### ASSIGNMENT
Only lines containing the string "makes" belong in the answer; find them in the records and copy them.

Saved data entries:
Start of Block
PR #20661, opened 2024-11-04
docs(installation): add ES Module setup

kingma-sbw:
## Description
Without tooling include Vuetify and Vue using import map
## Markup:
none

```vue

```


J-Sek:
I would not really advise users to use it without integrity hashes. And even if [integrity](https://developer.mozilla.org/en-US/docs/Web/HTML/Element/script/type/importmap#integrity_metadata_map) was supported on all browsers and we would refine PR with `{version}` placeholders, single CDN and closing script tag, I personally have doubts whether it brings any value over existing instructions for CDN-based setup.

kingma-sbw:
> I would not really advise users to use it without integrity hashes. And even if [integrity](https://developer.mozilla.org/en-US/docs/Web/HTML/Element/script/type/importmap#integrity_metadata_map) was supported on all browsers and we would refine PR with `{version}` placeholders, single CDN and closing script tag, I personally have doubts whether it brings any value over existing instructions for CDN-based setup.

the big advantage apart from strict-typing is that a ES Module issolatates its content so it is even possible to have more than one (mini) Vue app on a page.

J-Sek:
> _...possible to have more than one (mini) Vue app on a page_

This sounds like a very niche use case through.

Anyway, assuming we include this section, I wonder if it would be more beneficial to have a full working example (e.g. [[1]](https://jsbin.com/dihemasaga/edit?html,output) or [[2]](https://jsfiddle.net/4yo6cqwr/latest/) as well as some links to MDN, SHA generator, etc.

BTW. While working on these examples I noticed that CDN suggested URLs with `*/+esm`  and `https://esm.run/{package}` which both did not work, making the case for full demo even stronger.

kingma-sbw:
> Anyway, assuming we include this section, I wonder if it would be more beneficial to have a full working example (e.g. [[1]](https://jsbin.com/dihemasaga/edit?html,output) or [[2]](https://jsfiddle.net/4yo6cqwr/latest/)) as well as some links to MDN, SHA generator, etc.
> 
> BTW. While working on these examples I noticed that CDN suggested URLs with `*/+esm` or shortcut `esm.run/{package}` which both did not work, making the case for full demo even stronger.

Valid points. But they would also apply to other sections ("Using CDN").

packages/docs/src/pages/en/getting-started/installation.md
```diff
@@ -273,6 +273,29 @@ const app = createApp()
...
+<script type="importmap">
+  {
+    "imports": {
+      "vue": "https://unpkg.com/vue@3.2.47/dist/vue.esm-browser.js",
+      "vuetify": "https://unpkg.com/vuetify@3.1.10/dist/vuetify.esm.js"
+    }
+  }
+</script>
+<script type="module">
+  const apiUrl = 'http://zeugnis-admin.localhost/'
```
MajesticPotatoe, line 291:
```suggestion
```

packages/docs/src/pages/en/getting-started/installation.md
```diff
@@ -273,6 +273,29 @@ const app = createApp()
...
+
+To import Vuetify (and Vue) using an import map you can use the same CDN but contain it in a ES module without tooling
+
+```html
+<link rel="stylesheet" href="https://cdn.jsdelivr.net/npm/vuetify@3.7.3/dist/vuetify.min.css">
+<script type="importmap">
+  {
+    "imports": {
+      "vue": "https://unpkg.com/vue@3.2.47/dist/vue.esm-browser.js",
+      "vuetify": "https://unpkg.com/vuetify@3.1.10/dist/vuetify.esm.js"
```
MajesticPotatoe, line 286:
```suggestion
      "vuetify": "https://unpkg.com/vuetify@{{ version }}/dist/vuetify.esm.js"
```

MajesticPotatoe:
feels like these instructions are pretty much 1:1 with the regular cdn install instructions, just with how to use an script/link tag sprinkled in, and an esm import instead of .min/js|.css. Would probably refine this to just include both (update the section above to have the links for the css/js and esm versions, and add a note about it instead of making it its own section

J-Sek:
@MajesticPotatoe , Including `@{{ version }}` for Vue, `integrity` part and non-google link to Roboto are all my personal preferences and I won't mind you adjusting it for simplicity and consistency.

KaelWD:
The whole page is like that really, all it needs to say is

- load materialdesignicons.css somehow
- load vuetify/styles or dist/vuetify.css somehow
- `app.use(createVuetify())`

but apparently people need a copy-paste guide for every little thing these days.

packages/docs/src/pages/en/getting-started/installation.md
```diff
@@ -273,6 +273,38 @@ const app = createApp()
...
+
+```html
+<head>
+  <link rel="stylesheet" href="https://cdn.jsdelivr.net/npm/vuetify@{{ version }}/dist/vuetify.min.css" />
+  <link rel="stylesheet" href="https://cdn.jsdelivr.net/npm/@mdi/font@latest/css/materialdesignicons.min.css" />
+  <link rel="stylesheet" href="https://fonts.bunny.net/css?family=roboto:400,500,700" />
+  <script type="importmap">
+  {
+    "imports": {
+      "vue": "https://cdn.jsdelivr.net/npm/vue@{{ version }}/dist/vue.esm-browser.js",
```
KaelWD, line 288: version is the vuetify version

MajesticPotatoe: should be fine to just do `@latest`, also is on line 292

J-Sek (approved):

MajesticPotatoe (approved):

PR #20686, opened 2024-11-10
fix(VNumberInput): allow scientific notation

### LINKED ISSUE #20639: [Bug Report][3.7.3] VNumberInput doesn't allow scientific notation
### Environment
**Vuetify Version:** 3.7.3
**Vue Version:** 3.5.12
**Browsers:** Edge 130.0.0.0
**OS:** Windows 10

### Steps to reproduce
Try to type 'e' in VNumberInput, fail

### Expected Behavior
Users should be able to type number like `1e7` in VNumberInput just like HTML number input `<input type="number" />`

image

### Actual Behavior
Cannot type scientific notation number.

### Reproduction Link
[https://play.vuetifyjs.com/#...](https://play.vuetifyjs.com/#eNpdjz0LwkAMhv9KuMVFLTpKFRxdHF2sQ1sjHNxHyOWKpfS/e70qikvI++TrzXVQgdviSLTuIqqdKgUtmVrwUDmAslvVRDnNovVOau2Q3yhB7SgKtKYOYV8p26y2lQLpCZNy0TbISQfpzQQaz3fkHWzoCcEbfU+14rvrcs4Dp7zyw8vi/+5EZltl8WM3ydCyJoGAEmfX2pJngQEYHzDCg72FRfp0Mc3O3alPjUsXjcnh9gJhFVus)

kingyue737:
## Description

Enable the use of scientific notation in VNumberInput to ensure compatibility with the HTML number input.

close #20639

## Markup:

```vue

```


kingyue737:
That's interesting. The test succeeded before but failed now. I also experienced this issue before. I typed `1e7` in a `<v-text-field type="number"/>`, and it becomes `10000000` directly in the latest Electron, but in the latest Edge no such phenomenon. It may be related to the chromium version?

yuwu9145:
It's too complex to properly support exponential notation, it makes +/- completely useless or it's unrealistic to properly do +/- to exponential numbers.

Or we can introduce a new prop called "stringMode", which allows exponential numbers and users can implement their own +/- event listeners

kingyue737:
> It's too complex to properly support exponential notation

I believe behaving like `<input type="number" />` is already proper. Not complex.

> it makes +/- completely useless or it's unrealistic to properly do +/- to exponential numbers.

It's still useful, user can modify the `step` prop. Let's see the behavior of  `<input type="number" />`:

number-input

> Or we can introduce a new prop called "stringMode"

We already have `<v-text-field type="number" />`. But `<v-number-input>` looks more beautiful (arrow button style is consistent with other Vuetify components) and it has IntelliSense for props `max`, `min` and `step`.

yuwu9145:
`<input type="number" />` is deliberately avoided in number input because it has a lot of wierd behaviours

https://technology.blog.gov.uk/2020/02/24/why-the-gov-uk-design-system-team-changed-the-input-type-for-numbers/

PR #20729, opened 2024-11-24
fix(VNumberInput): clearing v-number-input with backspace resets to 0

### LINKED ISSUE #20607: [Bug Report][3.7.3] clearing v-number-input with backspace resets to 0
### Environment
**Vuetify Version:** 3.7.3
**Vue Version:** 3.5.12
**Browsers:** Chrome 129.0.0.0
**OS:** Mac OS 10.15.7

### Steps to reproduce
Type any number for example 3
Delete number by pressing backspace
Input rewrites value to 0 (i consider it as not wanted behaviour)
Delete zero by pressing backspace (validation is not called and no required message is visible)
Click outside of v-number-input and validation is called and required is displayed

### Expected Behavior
End of Block
Start of Block
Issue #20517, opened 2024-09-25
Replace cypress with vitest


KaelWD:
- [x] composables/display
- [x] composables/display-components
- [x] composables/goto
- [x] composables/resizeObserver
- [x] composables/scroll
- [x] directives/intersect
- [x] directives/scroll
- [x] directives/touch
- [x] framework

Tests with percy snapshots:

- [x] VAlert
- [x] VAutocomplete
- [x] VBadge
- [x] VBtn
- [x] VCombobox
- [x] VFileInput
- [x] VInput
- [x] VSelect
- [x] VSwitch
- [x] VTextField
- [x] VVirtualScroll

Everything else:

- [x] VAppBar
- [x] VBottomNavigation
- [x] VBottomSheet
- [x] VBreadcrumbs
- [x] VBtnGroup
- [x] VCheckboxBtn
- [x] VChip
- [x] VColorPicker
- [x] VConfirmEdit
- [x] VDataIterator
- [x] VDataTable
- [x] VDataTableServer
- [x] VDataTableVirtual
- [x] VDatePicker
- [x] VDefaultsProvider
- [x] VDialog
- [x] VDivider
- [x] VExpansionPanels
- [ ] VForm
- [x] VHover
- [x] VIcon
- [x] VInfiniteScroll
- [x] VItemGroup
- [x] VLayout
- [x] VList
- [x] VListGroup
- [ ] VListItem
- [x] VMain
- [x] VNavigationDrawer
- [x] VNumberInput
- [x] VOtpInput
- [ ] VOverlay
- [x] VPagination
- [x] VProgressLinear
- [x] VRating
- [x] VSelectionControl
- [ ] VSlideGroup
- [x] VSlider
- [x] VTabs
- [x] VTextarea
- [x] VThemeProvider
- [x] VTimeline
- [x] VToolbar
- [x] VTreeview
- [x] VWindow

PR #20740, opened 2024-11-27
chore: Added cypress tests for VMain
End of Block
### EXPECTED ANSWER
It's too complex to properly support exponential notation, it makes +/- completely useless or it's unrealistic to properly do +/- to exponential numbers.
> it makes +/- completely useless or it's unrealistic to properly do +/- to exponential numbers.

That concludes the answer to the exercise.